Note that there are also commercial tools that do that ranging from Sonatype to BlackDuck to Veracode’s Software Composition Analysis. I generally recommend starting with an open source thing to prove you can do the process around the thing and then improving the thing.
At a higher level, I pretty much always recommend that companies adopt a tiered response system such as the following:
- Critical – This needs to get fixed ASAP, interrupts current development and represents a new branch of whatever is in Prod. Typical target turnaround is < 24 hours. Examples of vulnerabilities in this category might be remote code execution in a library – especially if it is weaponized.
- Flow – This should get fixed in the next Sprint or a near term unit of work, within the flow of normal development. These types of issues might need to get addressed within a week or two. Typical examples are XSS (in non major sites, major sites treat XSS like an emergency).
- Hygiene – These are things that really aren’t severe issues but if we don’t step back and handle them, bad things could happen. If we don’t update libraries when they come out with minor updates then we get behind. The problem with being far behind (eg. 3 year old JQuery) is that if there is an issue and the best fix is to update to current, the actual work to remediate could involve API changes that require substantial development work. So philosophically, I think of this as being the equivalent of keeping ourselves in a position where we could realistically meet our Critical SLA (say 24 hours) on updating to address any given framework bug.

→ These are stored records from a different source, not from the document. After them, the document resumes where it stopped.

PR #920, opened 2024-02-13
SEPA Direct Debit FPTI Analytics

sarahkoop:
### Summary of changes

 - Implement SEPA FPTI analytics (this includes non-conversion events that will likely be moved to events details in future PR)
- Fix incorrect failure that should be cancel result

### Checklist

 - [x] Relevant test coverage

### Authors
@sarahkoop

### DIFF
--- a/SEPADirectDebit/src/main/java/com/braintreepayments/api/SEPADirectDebitClient.java
+++ b/SEPADirectDebit/src/main/java/com/braintreepayments/api/SEPADirectDebitClient.java
@@ -62,6 +62,7 @@ public class SEPADirectDebitClient {
                 (result, createMandateError) -> {
                     if (result != null) {
                         if (URLUtil.isValidUrl(result.getApprovalUrl())) {
+                            braintreeClient.sendAnalyticsEvent(SEPADirectDebitAnalytics.CREATE_MANDATE_CHALLENGE_REQUIRED);
                             try {
                                 SEPADirectDebitPaymentAuthRequestParams params =
                                         new SEPADirectDebitPaymentAuthRequestParams(buildBrowserSwitchOptions(result));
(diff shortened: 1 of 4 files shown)


SEPADirectDebit/src/main/java/com/braintreepayments/api/SEPADirectDebitClient.java
```diff
@@ -56,53 +56,43 @@ public SEPADirectDebitClient(@NonNull Context context, @NonNull String authoriza
...
                             try {
                                 SEPADirectDebitPaymentAuthRequestParams params =
                                         new SEPADirectDebitPaymentAuthRequestParams(buildBrowserSwitchOptions(result));
+                                braintreeClient.sendAnalyticsEvent(SEPADirectDebitAnalytics.CREATE_MANDATE_SUCCEEDED);
                                 callback.onResult(new SEPADirectDebitPaymentAuthRequest.ReadyToLaunch(params));
                             } catch (JSONException exception) {
-                                braintreeClient.sendAnalyticsEvent(
-                                        "sepa-direct-debit.browser-switch.failure");
-                                callback.onResult(new SEPADirectDebitPaymentAuthRequest.Failure(exception));
+                                braintreeClient.sendAnalyticsEvent(SEPADirectDebitAnalytics.CREATE_MANDATE_FAILED);
```
tdchow, line 72: Do we want to add create mandate failed as a param instead of a separate event?

tdchow (approved):
Looks good! just had a question around sending multiple events for the same code path.

SEPADirectDebit/src/main/java/com/braintreepayments/api/SEPADirectDebitClient.java
sarahkoop: Yes I just put these in to make it easier to know what extra info should be added to each of these events - they can be removed when the extra params are added to analytics (separate tickets)

sarahkoop: But also can remove the entirely if we think it's simpler that way

tdchow: That makes sense, no I think keeping the second event in there will help keep track of the data we need to pass.

jaxdesmarais (approved):

PR #921, opened 2024-02-14
Venmo Final Amount

jaxdesmarais:
### Summary of changes

 -   Add `setIsFinalAmount()` to `VenmoRequest`
     - This removes the text "Subject to change" as seen below

#### Visuals

| Final Amount = false (default) | Final Amount = true |
|-----|-----|
|Screenshot_20240214-084546|Screenshot_20240214-084609|

### Checklist

 - [x] Added a changelog entry
 - [x] Relevant test coverage

### Authors

@jaxdesmarais

### DIFF
--- a/Venmo/src/main/java/com/braintreepayments/api/VenmoApi.java
+++ b/Venmo/src/main/java/com/braintreepayments/api/VenmoApi.java
@@ -27,6 +27,7 @@ class VenmoApi {
             input.put("merchantProfileId", venmoProfileId);
             input.put("customerClient", "MOBILE_APP");
             input.put("intent", "CONTINUE");
+            input.put("isFinalAmount", request.getFinalAmountAsString());
             JSONObject paysheetDetails = new JSONObject();
             paysheetDetails.put("collectCustomerShippingAddress", request.getCollectCustomerShippingAddressAsString());
             paysheetDetails.put("collectCustomerBillingAddress", request.getCollectCustomerBillingAddressAsString());
--- a/Venmo/src/main/java/com/braintreepayments/api/VenmoApi.java
+++ b/Venmo/src/main/java/com/braintreepayments/api/VenmoApi.java
@@ -27,7 +27,7 @@ class VenmoApi {
             input.put("merchantProfileId", venmoProfileId);
             input.put("customerClient", "MOBILE_APP");
             input.put("intent", "CONTINUE");
-            input.put("isFinalAmount", request.getFinalAmountAsString());
+            input.put("isFinalAmount", request.getIsFinalAmountAsString());
             JSONObject paysheetDetails = new JSONObject();
             paysheetDetails.put("collectCustomerShippingAddress", request.getCollectCustomerShippingAddressAsString());
             paysheetDetails.put("collectCustomerBillingAddress", request.getCollectCustomerBillingAddressAsString());
--- a/Venmo/src/main/java/com/braintreepayments/api/VenmoRequest.java
+++ b/Venmo/src/main/java/com/braintreepayments/api/VenmoRequest.java
@@ -25,6 +25,7 @@ public class VenmoRequest implements Parcelable {
     private String taxAmount;
     private String shippingAmount;
     private ArrayList<VenmoLineItem> lineItems;
+    private boolean finalAmount;
 
     private final @VenmoPaymentMethodUsage int paymentMethodUsage;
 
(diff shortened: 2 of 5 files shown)


Venmo/src/main/java/com/braintreepayments/api/VenmoRequest.java
```diff
@@ -248,6 +249,22 @@ public ArrayList<VenmoLineItem> getLineItems() {
         return lineItems;
     }
 
+    /**
+     * @param finalAmount Optional - Indicates whether the purchase amount is the final amount.
+     *                    Defaults to false.
+     */
+    public void setFinalAmount(boolean finalAmount) {
```
sarahkoop, line 256: Nitpick - I feel like `setIsFinalAmount` would make it more clear that we are setting a boolean here, not a final amount dollar value - what do you think?

Also, I let's add a public getter for this too for consistency and Kotlin property interop

jaxdesmarais: That totally makes sense, I went back and fourth on it. Updated here: https://github.com/braintree/braintree_android/pull/921/commits/cbdecdc6a88094b13ed7543c474ec628ef68068f

Venmo/src/main/java/com/braintreepayments/api/VenmoApi.java
```diff
@@ -27,6 +27,7 @@ void createPaymentContext(@NonNull final VenmoRequest request, String venmoProfi
             input.put("merchantProfileId", venmoProfileId);
             input.put("customerClient", "MOBILE_APP");
             input.put("intent", "CONTINUE");
+            input.put("isFinalAmount", request.getIsFinalAmountAsString());
```
sarahkoop, line 30: Does this need to be a string? I think you an just put a boolean into the JSONObject

jaxdesmarais: The underlying API needs a string value, same as these two above that are bools on our end but strings for the API:
```java
paysheetDetails.put("collectCustomerShippingAddress", request.getCollectCustomerShippingAddressAsString());
paysheetDetails.put("collectCustomerBillingAddress", request.getCollectCustomerBillingAddressAsString());
```

Venmo/src/test/java/com/braintreepayments/api/VenmoApiUnitTest.java
```diff
@@ -168,6 +168,64 @@ public void createPaymentContext_whenGraphQLPostError_forwardsErrorToCallback()
         verify(callback).onResult(null, error);
     }
 
+    @Test
+    public void createPaymentContext_withTotalAmountAndSetsFinalAmountToTrue() throws JSONException {
```
sarahkoop, line 172: Does it work ok if total amount is not set and final amount is set to true? No error just doesn't show total amount at all?

tdchow (approved):

agedd (approved):
lgtm! 🚀

Venmo/src/test/java/com/braintreepayments/api/VenmoApiUnitTest.java
sarahkoop: The only use case I'd be concerned about is if total amount not set, final amount true (unsure what the behavior would be for that), but as long as it is still ok then, Probably every combination doesn't need a separate unit test

sarahkoop (approved):

Venmo/src/test/java/com/braintreepayments/api/VenmoApiUnitTest.java
jaxdesmarais: Yep, total amount is optional for both `VenmoPaymentMethodUsage.SINGLE_USE` and `VenmoPaymentMethodUsage.MULTI_USE`. I just tested both cases with only setting `setIsFinalAmount(true)` without `setTotalAmount` and there are no issues.

Venmo/src/main/java/com/braintreepayments/api/VenmoRequest.java
```diff
@@ -248,6 +249,29 @@ public ArrayList<VenmoLineItem> getLineItems() {
...
+        return isFinalAmount;
+    }
+
+    /**
+     * @return Whether or not the purchase amount is the final amount as a string value.
+     */
+    String getIsFinalAmountAsString() {
+        return String.valueOf(this.isFinalAmount);
+    }
+
```
jaxdesmarais, line 273:
```suggestion
```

An important part of this is figuring out how a new identified issue gets handled in the context of the tiering system. In other words, if a new issue arises, we want to know who (a team?) gets to determine which tier it should be handled as. We definitely do not want to be defining the process and figuring this all out while an active major issue looms in the background.
Of course, with all of this and particularly the hygiene part, we need to be pragmatic and have a way to negotiate with dev teams. We can weigh the cost of major updates to a system against the cost of keeping it running. Planned retirement of applications can be the right answer for reducing overall risk.
Ultimately, we want to translate the risk we see with this into terms stakeholders can understand so that they don’t balk at the hygiene work and they are prepared when we need to drop current work to accommodate critical updates.